A well-traveled friend of mine has the delightful habit of sending me a "Manhattan Report" by postcard from wherever he is. For example, he paid $21 for a very well mixed and generous Jim Beam Manhattan at the Hotel Cicerone in Rome last summer.

In 1930, Christopher Morley paid (or at least could have paid) 21 cents for Manhattan. A martini cost the same, an Old-Fashioned 25 cents, a whiskey sour 37 cents. And this was on a Cunard Line ship heading to England! Hence the term "good old days."

Morley's account of bar prices aboard ship appears in his "Clinical Notes by a Resident Patient" column in the July 1946 issue of the Baker Street Journal. Morley reported in the column that he wrote his famous introduction to the Doubleday Compete Sherlock Holmes - arguably the greatest introduction to any Holmes volume - on July 25, 1930, was paid on July 30, and sailed for Baker Street on the proceeds two nights later.

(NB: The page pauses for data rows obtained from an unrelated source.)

PR #311, opened 2026-09-11
feat(web): browse and label import collections

salmonumbrella:
## What changed

- Browse import collections and their current documents from the web app. Each collection shows its label, import time, live document count, and logical bytes.
- Rename or clear collection labels without changing documents. A conflicting edit keeps your draft and asks you to reload instead of overwriting another client's change.
- Open a member by its inspected document identity. Collection lists and member lists show the first 100 entries and explicitly report when more are available.

## Why

Import collections are available through the API, but browser users need a way to find and label a group of imported documents without switching tools.

## Usage

Choose **Import collections** in the top bar, select a collection, and open a document or edit its label. Label writes are unavailable after permanent audit authority is enabled.

This browses collection membership directly; it does not filter text search. Processing quality and coverage remain explicitly unavailable. Use the paginated HTTP API for entries beyond the browser's limit.

Built on #308. No schema changes.

Import collection members in the actual web app, using synthetic documents.

A conflicting label edit preserves the draft in the actual web app.

### DIFF
--- a/docs/usage/web.md
+++ b/docs/usage/web.md
@@ -473,6 +473,28 @@ still readable. Run `docbank backup verify` to independently prove repository
 integrity, and periodically restore into a separate vault to rehearse the
 complete recovery path.
 
+## Browse import collections
+
+Choose **Import collections** in the top bar to browse the vault's import groups.
+Each card shows its label or source description, ingest time, current live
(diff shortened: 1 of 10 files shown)


wesm:
rejected

PR #312, opened 2026-09-11
feat(search): compile field and Boolean expressions

salmonumbrella:
## What changed

- Preview field-aware search expressions with phrases, Boolean groups, prefixes, and proximity matching. The response preserves the complete query and separate filters, with the identities and revisions of referenced tags, collections, and saved queries.
- Keep saved-query filters inside their own expression scope. Missing references, cycles, unsupported combinations, and oversized expressions produce explicit errors instead of silently broadening a query.
- Compile parameterized predicates over the existing name and text indexes, preserving current document versions and the selected rendition generation. Both SQLite drivers support the same predicates, including nanosecond time bounds.

## Why

Saved definitions can retain richer query intent than the existing simple-search route can execute. Clients need to validate that intent and explain errors before using it, without losing field constraints or treating a missing excluded tag as a successful query.

## Usage

Send a QueryV1 object to authenticated `POST /api/v1/queries/parse`, for example:

```json
{
  "syntax": "advanced",
  "text": "name:(budget OR forecast) AND NOT extension:tmp",
  "filters": {"size_min": 100}
}
```

The response contains `query`, `query_fingerprint`, and `dependencies`. Expression errors return `422 invalid_query` with a UTF-8 byte span; database failures remain server errors.

This is validation and compilation, not a new search executor: it returns no result rows or SQL, and the CLI and existing `/search` route keep their current behavior. Snapshot execution is separate work. Semantic/hybrid mode, relevance ordering, duplicate constraints, and text-coverage constraints are explicitly unsupported here.

Bare dotfiles such as `.pdf` have no extension in both the extension filter and media-family fallback. A declared MIME type still takes precedence; `.report.pdf` retains its extension.

Built on the saved-definition and collection APIs in #306 and #308. No schema changes or second lexical index.

Existing search interface, captured with the repository's synthetic documentation vault. Query preview is available over HTTP; this change adds no controls to this screen.

Docbank search results with synthetic documents

### DIFF
--- a/cmd/docbank/daemon_test.go
+++ b/cmd/docbank/daemon_test.go
@@ -7,6 +7,7 @@ import (
 	"net/url"
 	"os"
 	"path/filepath"
+	"sync"
 	"testing"
 	"time"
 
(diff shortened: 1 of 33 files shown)


mariusvniekerk:
Doing a bit of a refinement pass on the impl here

wesm:
## Review of PR #312

**Findings:** 0 P1, 0 P2, 3 P3, 4 P4. All three P3 items are fixed in 03413181. The P4 items are noted only.

### Fixed (P3)

- **Windows amd64 CI**: three daemon tests in `cmd/docbank` failed with "daemon did not shut down" and health checks that never passed within ten seconds. The package took over five minutes on that runner. Two of the tests also returned without joining the daemon, so `TempDir` removal raced a live SQLite file and produced a second, misleading error. The tests now share one start/stop helper that waits up to a minute for startup, thirty seconds for shutdown, and always joins the daemon before the test ends.
- **NEAR distance parsing**: `NEAR/+5` was accepted because `strconv.Atoi` accepts a sign, while `size_max:+1` was rejected. Both now require plain digits.
- **Empty error position**: a preview whose query failed structural validation (not an expression error) returned `position: {offset: 0, end: 0}`. The handler now omits `position` when there is no byte span to report.

### Noted (P4, not changed)

- `docbank_query_timestamp_v1(n.modified_at)` re-parses every row even though the store writes `modified_at` as fixed-width UTC nanoseconds, which already sorts lexicographically. Comparing the column directly against the normalized key would avoid a per-row function call and keep any future index usable. Left as-is since it is preview-only today and the function guards against older rows.
- `Store.CompileQuery` (method) and `store.CompileQuery` (package function) share a name with different signatures. Legal, but easy to misread.
- The stabilization changes to `document/mistral/rendition_test.go` and `internal/extract/worker_test.go` are unrelated to the feature. Fine to keep here since they unblock CI, but they widen the diff.
- `docs/architecture/http-api.md` reorders the frontmatter keys without a content change.

### CI status

- **Linux tests** fail before any test runs: Docker Hub denies the `minio/minio` pull. The PR workflow uses `ci.yml@main`, so this branch cannot fix it. Open PR #325 switches the image to Quay; once it merges, a rerun here should pass that job.
- **Windows amd64** is addressed above. Other recent PRs fail different Windows tests on slow runners, so some flakiness may remain outside this PR's files.

### Verification

Local: `go build`, `go vet`, `golangci-lint`, and `go test -tags fts5` pass for `cmd/docbank`, `internal/query`, `internal/store`, `internal/api`, and `sqlite`. Windows behavior is unverified locally.

PR #316, opened 2026-09-11
Add document keyboard shortcuts

salmonumbrella:
Browse the loaded document list and toggle tags without moving between the mouse and keyboard.

Press `?` for shortcut help. `/` focuses search, `j` and `k` move between loaded rows, Space toggles file selection, Enter opens the inspected folder, and Escape clears selection. Assign digits `1`–`9` to tags in the help dialog; bindings stay separate for each vault and must be set again after the daemon restarts or browser data is cleared.

Navigation stops at the loaded-page boundary. Tag shortcuts affect only the inspected file, regardless of checked rows, and use its displayed revision. A conflict requires a refresh; it never silently retries against newer state. Shortcuts pause during text entry and dialogs.

Keyboard shortcut help with a synthetic document and tag binding

### DIFF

The rest of the column is equally interesting, for in it Morley recounts the early days of the Baker Street Irregulars, which he founded. If you don't happen to own that issue of the BSJ, or the eBSJ, you can also find the column in The Standard Doyle Company (p. 274), edited by Steven Rothman, and in Sherlock Holmes By Gas-Lamp, edited by Philip A. Schreffler (p.379).